THE BOY WHO IMPEACHED THE PRESIDENT
by Carl L. Biemiller,
edited by C. J. Carnahan and Eric Biemiller
|Copyright © 2005 by Eric C. Biemiller
Please respect the copyrights.
|The chapter links are located at the end of each chapter.|
Connie and Ballard Kynwood asked their son Woodie what happened in Washington.
“What happened in Washington, Woodie?” they asked
“Nothing,” said Woodie
Emily Diana Nation’s parents asked her if she’d had a nice time in Washington.
“Did you have a nice time in Washington, dear,” they asked.
“Yes,” said Emily.
Coach Doyle Fisher asked Woodie if he’d seen a lot of big sports stars in Washington.
“Did you see a lot of big sports stars in Washington?” he asked.
“Yes,” said Woodie.
“Take five laps for missing practice yesterday,” said Coach Doyle Fisher.
“My mother called and told you I wouldn’t be here,” said Woodie.
“That’s why you ain’t takin’ ten laps,” said Coach Doyle Fisher.
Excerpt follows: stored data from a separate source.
PR #1066, opened 2016-03-24
Add resultset transforming

merk:
The first commit is contained in #1065 and should be merged first.

This PR adds the capability to "transform" results, which for FOSElasticaBundle allows us to insert the original object that generated the result into a new property on the Result object.

It could be that someone would want to somehow transform the $hit returned by ElasticSearch into something else and this mechanism allows that to occur. The primary magic occurs in 'TransformingBuilder' which decorates a real Builder and calls any registered Transformer for each ResultSet.

### DIFF
--- a/CHANGELOG.md
+++ b/CHANGELOG.md
@@ -6,6 +6,9 @@ All notable changes to this project will be documented in this file based on the
 ### Bugfixes
 - Fix fatal error on `Query::addScriptField()` if scripts were already set via `setScriptFields()` #1086
 
+### Added
+- Added the concept of ResultSet Transformers. The Transformer adds more information to a Result, for example the original object or data that created the Result. #1066
+
 ## [3.2.0](https://github.com/ruflin/Elastica/compare/3.1.1...3.2.0)
 
 ### Backward Compatibility Breaks
--- a/lib/Elastica/ResultSet/ProcessingBuilder.php
+++ b/lib/Elastica/ResultSet/ProcessingBuilder.php
@@ -1,0 +1,48 @@
+<?php
+
+namespace Elastica\ResultSet;
+
+use Elastica\Query;
+use Elastica\Response;
+use Elastica\ResultSet;
+
+class ProcessingBuilder implements BuilderInterface
+{
+    /**
+     * @var BuilderInterface
+     */
+    private $builder;
+
+    /**
+     * @var ProcessorInterface
+     */
+    private $processor;
+
+    /**
+     * @param BuilderInterface $builder
+     * @param ProcessorInterface $processor
+     */
+    public function __construct(BuilderInterface $builder, ProcessorInterface $processor)
+    {
+        $this->builder = $builder;
+        $this->processor = $processor;
+    }
+
+    /**
+     * Runs any registered transformers on the ResultSet before
+     * returning it, allowing the transformers to inject additional
+     * data into each Result.
+     *
+     * @param Response $response
+     * @param Query $query
+     * @return ResultSet
+     */
+    public function buildResultSet(Response $response, Query $query)
+    {
+        $resultSet = $this->builder->buildResultSet($response, $query);
+
+        $this->processor->process($resultSet);
+
+        return $resultSet;
+    }
+}
--- a/lib/Elastica/Result.php
+++ b/lib/Elastica/Result.php
@@ -191,11 +191,11 @@ class Result
     /**
      * Returns Document.
      * 
-     * @return \Elastica\Document
+     * @return Document
      */
     public function getDocument()
     {
-        $doc = new \Elastica\Document();
+        $doc = new Document();
         $doc->setData($this->getSource());
         $hit = $this->getHit();
         if ($this->hasParam('_source')) {
@@ -213,6 +213,17 @@ class Result
         $doc->setParams($hit);
 
         return $doc;
+    }
+
+    /**
+     * Sets a parameter on the hit.
+     *
+     * @param string $param
+     * @param mixed $value
+     */
+    public function setParam($param, $value)
+    {
+        $this->_hit[$param] = $value;
     }
 
     /**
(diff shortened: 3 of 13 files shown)


ruflin:
Thanks for splitting this into 2 different PR's, makes it easier to review. Lets get https://github.com/ruflin/Elastica/pull/1065 in and then review this one. As far as I can see this one will be quite small with 5-6 files to change. Also don't forget to update the CHANGELOG.md with the changes in the second commit.

merk:
Is `Transformation` the right name for the code provided in this PR? It might make more sense to make this more generalised - calling it a Result Processor?

I'm not sure what else one might do with the Result hits that come back from ES in this manner, but the primary use case for me is to inject original objects so they're available alongside the hit.

merk:
Rebased to keep up with master and renamed the concept of a Transformer to a ResultSet Processor.

merk:
FWIW, I'm not sure what Codecov means with the comment? It seems to be talking about old commits?

ruflin:
@merk Ignore @codecov-io , I just disabled it again. It seems they have a few issues in the recent days.

ruflin:
@merk I worry that we need to rebase again as soon as I merge one of the two PR. It seems Github started to ignore .gitattributes automatic merge for the changelog. Are you around the next hour to potentially rebase again?

merk:
This one might need more work once the others are merged.

I'm still not 100% the approach is correct, and will want to implement some real processors before submitting this for merging.

merk:
FWIW, the other merge conflicts weren't CHANGELOG - they were in Client.php

ruflin:
@merk Ok, other one is merged. Let me know when you feel comfortable to move forward here. I plan to do a release today or tomorrow with the changes we have in so far. Any objections?

merk:
This wont be ready today, so go ahead with a release, we'll get this one in the next release.

CHANGELOG.md
```diff
@@ -4,11 +4,14 @@ All notable changes to this project will be documented in this file based on the
 ## [Unreleased](https://github.com/ruflin/Elastica/compare/3.1.1...HEAD)
 
 ### Backward Compatibility Breaks
+- Method \Elastica\ResultSet::create and property \Elastica\ResultSet::$class were removed. To change the ResultSet class, implement your own ResultSet Builder. #1065
```
ruflin: That needs probably some adjustment now and be moved up as we did a release in the meantime.

lib/Elastica/Multi/ResultSet.php
```diff
@@ -39,44 +37,13 @@ class ResultSet implements \Iterator, \ArrayAccess, \Countable
     /**
      * Constructs ResultSet object.
      *
-     * @param \Elastica\Response       $response
-     * @param array|\Elastica\Search[] $searches
+     * @param \Elastica\Response $response
+     * @param BaseResultSet[]
```
ruflin: Not sure how phpdoc is going to work with this, but I would assume the type should still be called ResultSet?

lib/Elastica/ResultSet/Builder.php
```diff
@@ -0,0 +1,48 @@
+<?php
+
+namespace Elastica\ResultSet;
+
+use Elastica\Query;
+use Elastica\Response;
+use Elastica\Result;
+use Elastica\ResultSet;
+
+class Builder implements BuilderInterface
```
ruflin: Should we call this perhaps "BaseBuilder" or "DefaultBuilder"?

lib/Elastica/ResultSet/ProcessingBuilder.php
```diff
@@ -0,0 +1,48 @@
+<?php
+
+namespace Elastica\ResultSet;
+
+use Elastica\Query;
+use Elastica\Response;
+use Elastica\ResultSet;
+
+class ProcessingBuilder implements BuilderInterface
```
ruflin: Perhaps here also "DefaultProcessingBuilder" or "BaseProcessingBuilder"?

ruflin:
@merk In general looks good to me. I added some more notes. Two more questions to make sure I understand it to 100%:

* Most of the users doing search and using ResultSet will keep working the same as the "default" builder is used and is an optional param.
* All implementation which access `_totalHits, _maxScore, _took, _timedOut` will break and will have to use the getters.

lib/Elastica/Multi/ResultSet.php
merk: It is aliased in the import, because there is already a ResultSet in the Multi namespace.

lib/Elastica/ResultSet/Builder.php
merk: I think Builder by itself is fine, but happy to rename to DefaultBuilder

lib/Elastica/ResultSet/ProcessingBuilder.php
merk: Since this is actually a decorator for a normal Builder instance, i wouldnt be calling this one a Default or Base - it is designed to wrap another builder regardless of the implementation.

merk:
Yes, the default builder is going to be used in most cases, there are very few reasons to reimplement it unless you need custom behaviour. The default builder is still used even if you're going to use the ProcessingBuilder.

I think we should undo those property removals and deprecate them as well, no point to cause BC breaks unless we have to.

merk:
Regarding your second point, you've already released 3.2.0 with these BC breaks. Do you want to release 3.2.1 reversing this (this was also part of the previous PR for the ResultSet builder, not this one for the Processor)?

CHANGELOG.md
merk: The notes here except for the processing line were part of the previous PR, github obviously didnt update the diffs when it was merged.

ruflin:
@merk Release 3.2.1 with reverting the BC breaks sounds like a great idea. Wasn't aware we could do it without :-)

ruflin:
Can you rebase on top of master?

merk:
Sent a PR with the BC break reversed

merk:
Rebased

Tinker Tubbs wanted to know what Woodie ate at Rembrandt Rutherford Roberts’ dinner. Rumpelstiltskin Gomez asked if Woodie had given the President Rumpel’s best wishes.
“No,” said Woodie.
“Puerto Rico be free countree som’ day anyhow,” said Rump.
Marterville had all the news it could stand from Washington without any help from Woodie Kynwood. So did much of the rest of the nation. The New York Times, The Detroit News, The Denver Post, The Atlanta Journal and Time magazine in the first editorial it had published in fifty years, called for the President’s resignation from office.
The President went on television and said that he would not resign. He also began to feed a lot of Congressmen at the taxpayer’s expense. In a series of eight meetings in six days he fed 234 Republicans in the House and the Senate corned beef hash breakfasts and hot hors d’oeuvres and cocktails before dinner. He fed forty-six Democrats as well. While they ate they listened to his pleas for support. After all, the Representatives might vote on his impeachment, and the Senators might decide his guilt or innocence.
The process was called Operation Candor.
It did not work too well.
One Senator, a man named Goldwater who had once ran for the job of president told the President, “The only time you get us down here is when you get your ass in a crack and want us to get it out for you.”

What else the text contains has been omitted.